Lemuel Steeples

Personal information
- Born: May 25, 1956 St. Louis, Missouri, USA
- Died: March 14, 1980 (aged 23) Warsaw, Poland

Sport
- Sport: Boxing
- Weight class: Light welterweight

Medal record
Representing USA
Pan American Games
| Gold medal – first place | 1979 Caracas | Light welterweight |

= Lemuel Steeples =

American boxer (1956–1980)

Lemuel Steeples (May 25, 1956 - March 14, 1980) was an American amateur boxer.
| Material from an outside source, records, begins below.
PR #2996, opened 2023-07-18
fix: jstree elements overflow text properly with ellipses.

crhallberg:
Fixes [VUFIND-1621](https://openlibraryfoundation.atlassian.net/jira/software/c/projects/VUFIND/issues/VUFIND-1621).


crhallberg:
Will fix the CI tomorrow.

demiankatz:
Thanks, @crhallberg! I've rebased this onto the release-9.0 branch so we can merge it into release 9.0.3 if deemed appropriate. I also ran lessToSass to fix the CI build. I'm going to test it now.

Born in St. Louis, Missouri, Steeples boxed competitively as a teenager, before taking a break from the sport during the early 1970s. He resumed in 1975, with a goal of qualifying for the following year's Montreal Olympics, but was unable to make the team. Brothers Leon and Michael Spinks, who had grown up in the same neighbourhood as Steeples, both won boxing gold medals in Montreal and this motivated him to continue boxing.

Steeples, a light welterweight, competed at the 1978 World Amateur Boxing Championships in Belgrade, where he was eliminated by East German Karl-Heinz Krüger. His breakthrough came in 1979, when he won the national Golden Gloves championship, then followed it up with a gold medal at the Pan American Games in San Juan, Puerto Rico. He was considered a strong medal–winning prospect for the 1980 Olympics in Moscow.

After the United States boycotted the 1980 Olympics, Steeples was amongst 14 boxers on the national team aboard LOT Polish Airlines Flight 007, en route to Europe for a series of exhibition matches to be held instead. The plane crashed while attempting to land in Warsaw, resulting in the deaths of all 87 passengers and crew.